No entanto, a designação de igualdade de género é uma forma camuflada da ideologia do género, ou identidade do género, para, de uma forma silenciosa e até aparentemente benéfica, não provocar nos pais reacções adversas, como tem acontecido no México, na Colômbia e no Brasil. Na Suíça foram reunidas 15 mil assinaturas para impedir que esta ideologia manipulasse os seus filhos nos centros de ensino, já que se destina a crianças, adolescentes e até a adultos. Houve, inclusivamente, a ameaça de um recurso de um partido para as instâncias judiciais, pois, na escola, as ideologias não podem influenciar os alunos.
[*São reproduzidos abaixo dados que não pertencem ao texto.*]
PR #295, opened 2020-03-10
Meta: add another ID for string's length

annevk:
An alternative here would be to use `oldids`, but I'm not sure if that adds enough benefit for the cruft it creates.

***
<a href="https://whatpr.org/infra/295.html" title="Last updated on Mar 10, 2020, 1:02 PM UTC (f8dd58d)">Preview</a> | <a href="https://whatpr.org/infra/295/587f3c2...f8dd58d.html" title="Last updated on Mar 10, 2020, 1:02 PM UTC (f8dd58d)">Diff</a>


domenic:
I minorly prefer oldids for the semantic/understandability benefit for us when working on the document.

PR #296, opened 2020-04-01
Meta: update repository files

annevk:
See https://github.com/whatwg/spec-factory for details.

I think we probably don't want PULL_REQUEST_TEMPLATE.md here, but I figured I'd put it up to see what people think.


domenic:
+1 for removing the pull request template.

A nossa Constituição também o proíbe.
Os apoiantes da igualdade do género afirmam querer acabar com as desigualdades salariais entre homens e mulheres, que o acesso à política e à economia tem de ser igualitário, que o homem machista tem de desaparecer, que tarefas específicas para cada género têm de ser eliminadas.
E quando apregoam isto, toda a gente concorda, pois estes princípios são fundamentais.
Mas, se assim fosse, o professor da disciplina da Educação para a Cidadania podia formar os alunos nesses princípios…
Então, para que são precisas sete pessoas para o fazer? O que verdadeiramente pretendem os apoiantes da ideologia do género? Tornar o assunto credível, para não surgirem desconfianças.
Mas o seu principal objectivo é o seguinte:

  • Permitir o acesso de rapazes ao balneário das meninas e vice-versa, bem como o acesso dos rapazes à casa de banho das meninas e vice-versa, podendo favorecer a promiscuidade;
  • Eliminar as diferenças biológicas do sexo, dizendo que este é uma construção cultural e social, já que se pode escolher ser homem ou mulher ingerindo hormonas e fazendo cirurgias;
  • Atentar contra a família tradicional, porque existem outros modelos de famílias, como, por exemplo, famílias homossexuais e monoparentais;
  • Cada um viver a sua sexualidade como bem entender e como lhe der maior prazer. Não é por acaso tanta pedofilia e tanto incesto: pais que chegam a violar as próprias filhas;
  • Transmitir conceitos contrários à biologia e à ordem natural das coisas;
  • Promover a diversidade de famílias;
  • Tirar a autoridade dos pais na educação dos filhos.
    Para conseguir os seus objectivos, incitam os meninos, já no jardim de infância, a brincar com bonecas e as meninas a brincar com carrinhos. Até já eliminaram do seu vocabulário não só os termos menino e menina, substituindo-os pelo termo criança, como também os termos pai e mãe, substituídos pelo termo progenitor. Além disso, não suportam celebrar o dia do pai e o dia da mãe, mas sim o dia da família.
    A biologia é uma ciência e afirma que o homem e a mulher nascem diferentes física e psicologicamente. O homem não pode engravidar e os seus peitos não podem amamentar. Os cientistas, em exames pré-natais, descobriram diferenças significativas no cérebro dos dois sexos. A mulher tem desde a gestação uma particular sensibilidade com outras pessoas, sendo isto fundamental para o seu papel de mãe.
    A força física da mulher é menor, porque o homem tem o tronco mais largo do que a mulher e mais massa muscular. A mulher tem a anca mais larga para facilitar o nascimento dos filhos.
    Nos jogos olímpicos, as mulheres não podem competir com os homens em todas as provas, pois ficariam sempre a perder, competem, sim, com outras mulheres.
    No futebol, não competem com outros homens, pois eles seriam sempre os campeões.
    Para finalizar, meus queridos leitores, não deixem que manipulem os vossos filhos e os vossos netos. Procurem saber através deles o que lhes disseram estes “iluminados”.